> _Assignment_
Once you have read the entries, copy all of them exactly.

• • • •

PR #4088, opened 2022-05-11
feat(core)!: define OutputFlags for side-chain contracts

sdbondi:
Description
---
Defines OutputFlags for side-chain contracts.

Motivation and Context
---
Define flags required for side-chain contracts. Deprecated flags are kept and can be removed in implementation PRs
for the various side-chain components.

How Has This Been Tested?
---
Unit and cucumber tests updated as necessary

### DIFF
--- a/base_layer/core/src/transactions/transaction_components/output_flags.rs
+++ b/base_layer/core/src/transactions/transaction_components/output_flags.rs
@@ -47,6 +47,14 @@ bitflags! {
         const CONTRACT_DEREGISTER   = 0x1000;
         /// Output is an abandoned contract checkpoint.
         const CONTRACT_ABANDONED    = 0x2000;
+
+        // TODO: Remove these deprecated flags
+        const NON_FUNGIBLE         = 0b0000_1000;
+        const ASSET_REGISTRATION   = 0b0000_0010 | Self::NON_FUNGIBLE.bits;
+        const MINT_NON_FUNGIBLE    = 0b0000_0100 | Self::NON_FUNGIBLE.bits;
+        const BURN_NON_FUNGIBLE    = 0b1000_0000 | Self::NON_FUNGIBLE.bits;
+        const SIDECHAIN_CHECKPOINT = 0b0001_0000 | Self::NON_FUNGIBLE.bits;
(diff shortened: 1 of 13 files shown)


hansieodendaal (dismissed):
LGTM - barring the CI failures

mrnaveira:
Same here, LGTM, I believe they're exactly the features we need for the contract lifecycle

base_layer/core/src/transactions/transaction_components/output_flags.rs
```diff
@@ -31,15 +31,20 @@ use crate::consensus::{ConsensusDecoding, ConsensusEncoding, ConsensusEncodingSi
...
+        /// Output is a coinbase output, must not be spent until maturity.
+        const COINBASE_OUTPUT       = 0x0001;
+        /// Output defines a side-chain contract.
+        const CONTRACT_DEFINITION   = 0x0100;
+        /// Output defines the constitution for a side-chain contract.
+        const CONTRACT_CONSTITUTION = 0x0200;
+        /// Output signals validator node acceptance to run a contract.
+        const CONTRACT_ACCEPT       = 0x0400;
+        /// Output is a contract checkpoint.
+        const CONTRACT_CHECKPOINT   = 0x0800;
```
hansieodendaal, line 44: We may need an additional flag for the initial checkpoint where all the contract acceptance UTXOs have to be spent into it - a slight nuance on the rules to be enforced.

mrnaveira: Isn't that going to be just the first checkpoint? Or does it need to be a custom output for that?

sdbondi: I think you're right and we might need an abandoned flag so the asset owner can spend an abandoned checkpoint into that state to activate the emergency keys

hansieodendaal: Agreed

sdbondi: I left off the INITIAL_CHECKPOINT flag for now because even if we have it, we'd have to check that it is an INITIAL checkpoint (we can't trust the flag), in doing so we have done the work to detect it.

stringhandler (dismissed):

stringhandler (approved):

• • • •

> _Solved exercise_
PR #4088, opened 2022-05-11
feat(core)!: define OutputFlags for side-chain contracts

sdbondi:
Description
---
Defines OutputFlags for side-chain contracts.

Motivation and Context
---
Define flags required for side-chain contracts. Deprecated flags are kept and can be removed in implementation PRs
for the various side-chain components.

How Has This Been Tested?
---
Unit and cucumber tests updated as necessary

### DIFF
--- a/base_layer/core/src/transactions/transaction_components/output_flags.rs
+++ b/base_layer/core/src/transactions/transaction_components/output_flags.rs
@@ -47,6 +47,14 @@ bitflags! {
         const CONTRACT_DEREGISTER   = 0x1000;
         /// Output is an abandoned contract checkpoint.
         const CONTRACT_ABANDONED    = 0x2000;
+
+        // TODO: Remove these deprecated flags
+        const NON_FUNGIBLE         = 0b0000_1000;
+        const ASSET_REGISTRATION   = 0b0000_0010 | Self::NON_FUNGIBLE.bits;
+        const MINT_NON_FUNGIBLE    = 0b0000_0100 | Self::NON_FUNGIBLE.bits;
+        const BURN_NON_FUNGIBLE    = 0b1000_0000 | Self::NON_FUNGIBLE.bits;
+        const SIDECHAIN_CHECKPOINT = 0b0001_0000 | Self::NON_FUNGIBLE.bits;
(diff shortened: 1 of 13 files shown)


hansieodendaal (dismissed):
LGTM - barring the CI failures

mrnaveira:
Same here, LGTM, I believe they're exactly the features we need for the contract lifecycle

base_layer/core/src/transactions/transaction_components/output_flags.rs
```diff
@@ -31,15 +31,20 @@ use crate::consensus::{ConsensusDecoding, ConsensusEncoding, ConsensusEncodingSi
...
+        /// Output is a coinbase output, must not be spent until maturity.
+        const COINBASE_OUTPUT       = 0x0001;
+        /// Output defines a side-chain contract.
+        const CONTRACT_DEFINITION   = 0x0100;
+        /// Output defines the constitution for a side-chain contract.
+        const CONTRACT_CONSTITUTION = 0x0200;
+        /// Output signals validator node acceptance to run a contract.
+        const CONTRACT_ACCEPT       = 0x0400;
+        /// Output is a contract checkpoint.
+        const CONTRACT_CHECKPOINT   = 0x0800;
```
hansieodendaal, line 44: We may need an additional flag for the initial checkpoint where all the contract acceptance UTXOs have to be spent into it - a slight nuance on the rules to be enforced.

mrnaveira: Isn't that going to be just the first checkpoint? Or does it need to be a custom output for that?

sdbondi: I think you're right and we might need an abandoned flag so the asset owner can spend an abandoned checkpoint into that state to activate the emergency keys

hansieodendaal: Agreed

sdbondi: I left off the INITIAL_CHECKPOINT flag for now because even if we have it, we'd have to check that it is an INITIAL checkpoint (we can't trust the flag), in doing so we have done the work to detect it.

stringhandler (dismissed):

stringhandler (approved):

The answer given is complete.